**Exercise**
Scan the entries for the word "first". Every line that has it should be copied.

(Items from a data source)

%%

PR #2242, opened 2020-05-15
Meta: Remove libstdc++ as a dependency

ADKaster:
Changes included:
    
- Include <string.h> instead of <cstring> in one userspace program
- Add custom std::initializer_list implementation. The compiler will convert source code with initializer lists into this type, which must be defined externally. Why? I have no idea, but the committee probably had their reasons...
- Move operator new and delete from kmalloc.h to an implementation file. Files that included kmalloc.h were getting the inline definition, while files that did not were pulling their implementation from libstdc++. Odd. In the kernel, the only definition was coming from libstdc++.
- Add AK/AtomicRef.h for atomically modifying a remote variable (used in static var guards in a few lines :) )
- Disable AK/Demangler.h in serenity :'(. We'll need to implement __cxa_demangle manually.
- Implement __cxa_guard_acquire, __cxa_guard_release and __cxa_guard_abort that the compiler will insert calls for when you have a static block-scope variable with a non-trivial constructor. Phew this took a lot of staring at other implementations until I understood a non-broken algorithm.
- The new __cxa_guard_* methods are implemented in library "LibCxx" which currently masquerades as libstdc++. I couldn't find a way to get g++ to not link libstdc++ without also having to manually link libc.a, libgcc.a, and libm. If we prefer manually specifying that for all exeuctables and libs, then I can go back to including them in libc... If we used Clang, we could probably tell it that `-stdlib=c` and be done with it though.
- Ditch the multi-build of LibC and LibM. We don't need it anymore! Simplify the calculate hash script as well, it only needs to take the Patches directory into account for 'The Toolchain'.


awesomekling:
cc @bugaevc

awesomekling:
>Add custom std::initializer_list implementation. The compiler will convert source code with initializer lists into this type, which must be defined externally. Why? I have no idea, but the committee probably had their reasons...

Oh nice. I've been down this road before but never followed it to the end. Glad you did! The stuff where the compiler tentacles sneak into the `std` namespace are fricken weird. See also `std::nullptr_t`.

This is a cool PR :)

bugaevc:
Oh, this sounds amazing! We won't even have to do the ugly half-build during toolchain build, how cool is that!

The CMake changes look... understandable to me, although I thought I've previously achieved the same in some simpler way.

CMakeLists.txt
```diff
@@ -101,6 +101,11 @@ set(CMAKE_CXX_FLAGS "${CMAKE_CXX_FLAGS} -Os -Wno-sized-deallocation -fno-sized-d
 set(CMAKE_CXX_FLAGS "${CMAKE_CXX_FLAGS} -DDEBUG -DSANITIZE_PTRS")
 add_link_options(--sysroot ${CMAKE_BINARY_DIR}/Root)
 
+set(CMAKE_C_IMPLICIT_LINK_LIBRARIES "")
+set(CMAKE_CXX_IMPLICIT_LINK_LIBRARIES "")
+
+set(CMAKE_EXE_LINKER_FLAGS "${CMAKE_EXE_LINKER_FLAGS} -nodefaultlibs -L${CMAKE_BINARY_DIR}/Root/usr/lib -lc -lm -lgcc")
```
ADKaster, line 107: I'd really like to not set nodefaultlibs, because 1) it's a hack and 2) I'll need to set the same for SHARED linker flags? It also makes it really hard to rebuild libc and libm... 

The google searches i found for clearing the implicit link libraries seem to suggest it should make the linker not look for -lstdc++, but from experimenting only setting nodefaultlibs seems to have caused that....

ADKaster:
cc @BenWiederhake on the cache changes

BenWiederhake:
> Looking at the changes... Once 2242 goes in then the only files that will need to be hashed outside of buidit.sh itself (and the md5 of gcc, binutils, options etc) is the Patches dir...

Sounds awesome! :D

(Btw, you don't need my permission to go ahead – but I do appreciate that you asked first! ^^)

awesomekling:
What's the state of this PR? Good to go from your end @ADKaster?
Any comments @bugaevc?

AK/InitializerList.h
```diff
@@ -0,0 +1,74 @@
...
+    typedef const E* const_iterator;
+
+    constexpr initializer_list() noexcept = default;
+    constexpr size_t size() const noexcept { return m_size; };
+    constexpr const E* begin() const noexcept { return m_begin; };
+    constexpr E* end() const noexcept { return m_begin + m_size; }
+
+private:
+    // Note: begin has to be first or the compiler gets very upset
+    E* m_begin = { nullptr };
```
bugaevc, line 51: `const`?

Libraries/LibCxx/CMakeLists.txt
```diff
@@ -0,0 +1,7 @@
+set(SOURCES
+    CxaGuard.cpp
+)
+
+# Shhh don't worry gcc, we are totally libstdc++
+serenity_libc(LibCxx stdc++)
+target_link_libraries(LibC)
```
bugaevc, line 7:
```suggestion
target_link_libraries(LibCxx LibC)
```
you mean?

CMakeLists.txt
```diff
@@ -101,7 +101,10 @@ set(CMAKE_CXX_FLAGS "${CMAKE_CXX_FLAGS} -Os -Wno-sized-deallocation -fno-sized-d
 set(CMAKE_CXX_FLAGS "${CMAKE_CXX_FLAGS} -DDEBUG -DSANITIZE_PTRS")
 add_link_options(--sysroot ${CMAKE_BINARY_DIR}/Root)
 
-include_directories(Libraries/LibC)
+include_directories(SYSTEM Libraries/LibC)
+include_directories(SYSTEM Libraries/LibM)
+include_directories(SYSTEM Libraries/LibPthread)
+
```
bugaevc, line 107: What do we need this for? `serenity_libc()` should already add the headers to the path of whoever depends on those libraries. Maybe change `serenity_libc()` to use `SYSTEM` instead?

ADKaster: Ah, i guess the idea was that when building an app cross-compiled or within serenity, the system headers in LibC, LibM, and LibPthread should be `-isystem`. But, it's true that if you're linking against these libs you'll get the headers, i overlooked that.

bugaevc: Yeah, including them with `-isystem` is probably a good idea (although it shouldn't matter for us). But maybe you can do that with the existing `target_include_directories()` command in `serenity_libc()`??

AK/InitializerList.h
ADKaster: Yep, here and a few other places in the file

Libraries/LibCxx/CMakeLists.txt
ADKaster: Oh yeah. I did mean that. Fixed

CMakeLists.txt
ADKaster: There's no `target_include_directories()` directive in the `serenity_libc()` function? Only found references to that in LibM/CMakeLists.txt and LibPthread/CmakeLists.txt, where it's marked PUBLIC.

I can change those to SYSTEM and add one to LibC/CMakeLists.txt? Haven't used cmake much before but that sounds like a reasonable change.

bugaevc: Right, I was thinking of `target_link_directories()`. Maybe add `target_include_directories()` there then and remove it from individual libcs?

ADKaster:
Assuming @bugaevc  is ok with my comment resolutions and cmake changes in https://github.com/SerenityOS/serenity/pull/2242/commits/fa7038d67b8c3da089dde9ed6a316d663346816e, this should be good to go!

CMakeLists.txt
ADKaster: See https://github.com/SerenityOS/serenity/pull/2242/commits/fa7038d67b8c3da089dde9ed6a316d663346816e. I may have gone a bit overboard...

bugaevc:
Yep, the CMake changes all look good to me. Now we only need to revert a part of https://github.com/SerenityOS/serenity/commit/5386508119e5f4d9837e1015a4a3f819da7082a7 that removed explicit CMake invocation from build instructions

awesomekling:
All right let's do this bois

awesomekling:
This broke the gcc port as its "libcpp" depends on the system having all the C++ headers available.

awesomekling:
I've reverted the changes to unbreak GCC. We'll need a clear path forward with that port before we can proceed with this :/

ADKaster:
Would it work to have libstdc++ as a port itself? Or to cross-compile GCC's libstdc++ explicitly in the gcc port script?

%%

**Solved problem**
(Btw, you don't need my permission to go ahead – but I do appreciate that you asked first! ^^)
+    // Note: begin has to be first or the compiler gets very upset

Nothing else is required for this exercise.